Aloysius was buried in Rome, though his skull has been preserved as a relic in hometown Castiglione delle Stiviere. His cult spread quickly, especially by standards of the time: Aloysius was beatified in 1621, 30 years after his death, and canonized in 1726, together with another youthful Jesuit novice, 17-year-old St. Stanisław Kostka. 

So, why is Aloysius Gonzaga relevant to our times? Like in our day, his parents wanted him to succeed and advance by temporal standards, doing everything in their considerable power to ensure an elite status for their oldest boy. Aloysius Gonzaga decided to measure success by different and more eternal standards. Religion was real to him. Consider it: you’re reading about this man who died more than 400 years ago. Would you be — would you pay any attention to him — if he was just “another” northern Italian marquis from four centuries ago?

He was renowned throughout his life for sexual purity. Again, that’s a virtue today’s young people need to hear about.  This month we celebrate Aloysius Gonzaga; next month, we honor Maria Goretti, an 11-year-old Italian girl who gave her life rather than submit to rape. Do the lives of people — because they were flesh-and-blood people before they were saints — like Aloysius Gonzaga and Maria Goretti make sense to their peers today?

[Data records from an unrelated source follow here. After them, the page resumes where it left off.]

PR #581, opened 2021-03-18
Fix zero byte string bug in IsDontCareMatch for ranges

pudelkoM:
`std::string("\x00")` will surprisingly create an empty string `""`, not a one byte string containing a single zero byte character. As a result, `absl::StartsWith(..., "\x00")` will always return true and trim the whole lower range match down to a single byte. If this last byte is a zero, the match will incorrectly classified as "don't care".
Also see the Notes section of [basic_string](https://en.cppreference.com/w/cpp/string/basic_string/basic_string).

### DIFF
--- a/stratum/hal/lib/barefoot/utils_test.cc
+++ b/stratum/hal/lib/barefoot/utils_test.cc
@@ -160,6 +160,12 @@ TEST(IsDontCareMatchTest, ClassifyRangeMatch) {
     m.set_high("\xff\xff\xff\xff\xff\xff\xff\xff\xff\xff", 10);
     EXPECT_FALSE(IsDontCareMatch(m, 81)) << m.DebugString();
   }
+  {
+    ::p4::v1::FieldMatch::Range m;
+    m.set_low("\x00\x40\x00", 3);
+    m.set_high("\x03\xFF\xFF", 3);
+    EXPECT_FALSE(IsDontCareMatch(m, 18)) << m.DebugString();
+  }
 }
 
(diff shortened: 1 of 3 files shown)


stratum/hal/lib/barefoot/utils_test.cc
```diff
@@ -160,6 +160,12 @@ TEST(IsDontCareMatchTest, ClassifyRangeMatch) {
     m.set_high("\xff\xff\xff\xff\xff\xff\xff\xff\xff\xff", 10);
     EXPECT_FALSE(IsDontCareMatch(m, 81)) << m.DebugString();
   }
+  {
+    ::p4::v1::FieldMatch::Range m;
+    m.set_low("\x00\x40\x00", 3);
+    m.set_high("\x03\xFF\xFF", 3);
+    EXPECT_FALSE(IsDontCareMatch(m, 24)) << m.DebugString();
```
pudelkoM, line 167:
```suggestion
    EXPECT_FALSE(IsDontCareMatch(m, 18)) << m.DebugString();
```

Yi-Tseng:
How about `std::string("\x00", 1)` ?

pudelkoM:
> ~How about `std::string("\x00", 1)` ? ~
> NVM, I saw your change

I search and replaced all other instances I could find, just the one also in this PR. Then I just fixed the algorithm to be more concise. As a side effect, there's no `"\x00"` string anymore, just a `'\x00'` character.

PR #585, opened 2021-03-19
Add remote bfshell support

Yi-Tseng:
Adds missing files to support remote bfshell (via TCP)


pudelkoM:
Nice!

Is the full bfshell or just ucli available over telnet?

Yi-Tseng:
> Nice!
> 
> Is the full bfshell or just ucli available over telnet?

we actually expose full bfshell (ucli, pipemgr, bfrt_python, ...) but some features require additional libraries

pudelkoM:
> > Nice!
> > Is the full bfshell or just ucli available over telnet?
> 
> we actually expose full bfshell (ucli, pipemgr, bfrt_python, ...) but some features require additional libraries

So this is even better than the normally exposed shell. I wonder if these libraries allow flipping this to false: https://github.com/stratum/stratum/blob/662cc6a42ff3e82858be2c95ccd4ba1ceee1ce2f/stratum/hal/bin/barefoot/main_bfrt.cc#L59

pudelkoM:
To answer my own question: no-ish

Stratum starts but accessing `bfrt_python` will result in a segfault:

```
bfshell> bfrt_python
Could not find platform independent libraries <prefix>
Could not find platform dependent libraries <exec_prefix>
Consider setting $PYTHONHOME to <prefix>[:<exec_prefix>]
Fatal Python error: Py_Initialize: Unable to get the locale encoding
ImportError: No module named 'encodings'

Current thread 0x00007fd6253bc700 (most recent call first):
*** Aborted at 1616199084 (unix time) try "date -d @1616199084" if you are using GNU date ***
PC: @                0x0 (unknown)
*** SIGABRT (@0x5978) received by PID 22904 (TID 0x7fd6253bc700) from PID 22904; stack trace: ***
    @     0x7fd63875b0e0 (unknown)
    @     0x7fd637fc2fff gsignal
    @     0x7fd637fc442a abort
    @     0x7fd638ad585f Py_FatalError
    @     0x7fd638ad5b3a (unknown)
    @     0x7fd638ad7b89 _Py_InitializeEx_Private
    @     0x7fd63a44513b bfrt_cli_cmd
    @     0x7fd66bf96438 clish_shell_exec_action
    @     0x7fd66bf96a32 clish_shell_execute
    @     0x7fd66bf99a8c (unknown)
    @     0x7fd66bf982a2 clish_shell_loop
    @     0x7fd66bf9db9f (unknown)
    @     0x7fd6387514a4 start_thread
    @     0x7fd638078d0f clone
    @                0x0 (unknown)
fish: 'start-stratum.sh -v=1 -bf_switc…' terminated by signal SIGABRT (Abort)
```

**Same over telnet, running `bfrt_python` will crash the Stratum process!**

pudelkoM (dismissed):
In light of the brittleness of the bf-shell I'm ok with this, but would not replace the `ucli` with it yet.

Maybe add some docs: "This is debug only and has a high chance to crash Stratum!"

ccascone (approved):
LGTM. @Yi-Tseng it would be great if you could update the README with an example command of how to run the bfshell when using the Stratum Docker container.

stratum/hal/bin/barefoot/README.run.md
```diff
@@ -453,6 +453,22 @@ The CLI will start after Stratum and the SDE finish initialization. You may
 need to press "Enter" a few times to see the prompt. Please refer to BF SDE
 documentation for details on how to use the CLI.
 
+### Access BF Shell via telnet (experimental)
+
+When Stratum started, the BF Shell will be enbaled by default.
```
pudelkoM, line 458:
```suggestion
When Stratum started, the BF Shell will be enabled by default.
```

stratum/hal/bin/barefoot/README.run.md
```diff
@@ -453,6 +453,22 @@ The CLI will start after Stratum and the SDE finish initialization. You may
...
+
+To access the BF Shell, use the `telnet` command:
+
+```bash
+telnet [Switch IP] 9999
+```
+
+Once enter the BF Shell, type `ucli` to access the BF CLI.
+
+> Since we are not support all features from the BF SHell, using commands other than `ucli` may cause Stratum crash.
```
pudelkoM, line 468:
```suggestion
> Since we do not support all features from the BF Shell, using commands other than `ucli` may cause Stratum crash.
```

stratum/hal/bin/barefoot/README.run.md
```diff
@@ -453,6 +453,22 @@ The CLI will start after Stratum and the SDE finish initialization. You may
...
+
+To exit the telnet, press `Ctrl` and `]` to close the connection and type `quit` to leave the telnet.
```
pudelkoM, line 470:
```suggestion
To exit the telnet session, press `Ctrl` and `]` to close the connection and type `quit` to leave the telnet.
```

stratum/hal/bin/barefoot/README.run.md
```diff
@@ -453,6 +453,22 @@ The CLI will start after Stratum and the SDE finish initialization. You may
...
+
+When Stratum started, the BF Shell will be enbaled by default.
+
+To access the BF Shell, use the `telnet` command:
+
+```bash
+telnet [Switch IP] 9999
+```
+
+Once enter the BF Shell, type `ucli` to access the BF CLI.
```
pudelkoM, line 466:
```suggestion
Once you have entered the BF Shell, type `ucli` to access the BF CLI.
```

stratum/hal/bin/barefoot/docker/start-stratum-container.sh
```diff
@@ -23,6 +23,7 @@ else
     DOCKER_NET_OPTS="-p 28000:28000 "
     DOCKER_NET_OPTS+="-p 9339:9339 "
     DOCKER_NET_OPTS+="-p 9559:9559 "
+    DOCKER_NET_OPTS+="-p 9999:9999 "
```
ccascone, line 26: In the PDP sync we discussed about not exposing the port, but instead providing instructions to run telnet inside the container. The rationale was something around security, but I don't think I can provide a strong argument.

Still, I think it would be more convenient to allow running telnet inside the container.

For example, in Aether, we could access the BF shell in one command using kubectl exec, instead of forwarding ports and making sure telnet is installed.

If you agree, can you please update the README with an example of how to run telnet inside the container? We might also need to update the Dockerfile to make sure telnet is installed.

What was it that Gonzaga and Goretti prized so much that seems so devalued today?

Aloysius lived in plague times. Our antiseptic and antibiotic age has fallen out of practice with the experience of pandemics wiping out swaths of the population. Aloysius didn’t run. He didn’t lock himself in his cloister. He didn’t close but worked in the “field hospital.” That example is germane to our day, where every variant of COVID-19 produces some calls for lockdowns and quarantines.

Our saint is depicted in an oil painting from about 1650 by Guercino (Giovanni Barbieri), a Baroque painter from central Italy who came into the world the year Aloysius left it. “Guercino” is a nickname, a “squinter,” because he was apparently cross-eyed. In the painting, Aloysius Gonzaga stands in cassock and surplice in front of an altar. (Gonzaga never made it to ordination.) His youth is evident. An angel points to what matters: the cross. At Aloysius’ feet is a bouquet of lilies, an attribute of his purity.  Behind him, on the floor, lies a headdress that New York’s Metropolitan Museum of Art  (where you can see the painting) says symbolizes the rank and territory of marquis that Aloysius gave up; the angels above him hold a less perishable, more lasting crown (a clear allusion to 1 Corinthians 9:25).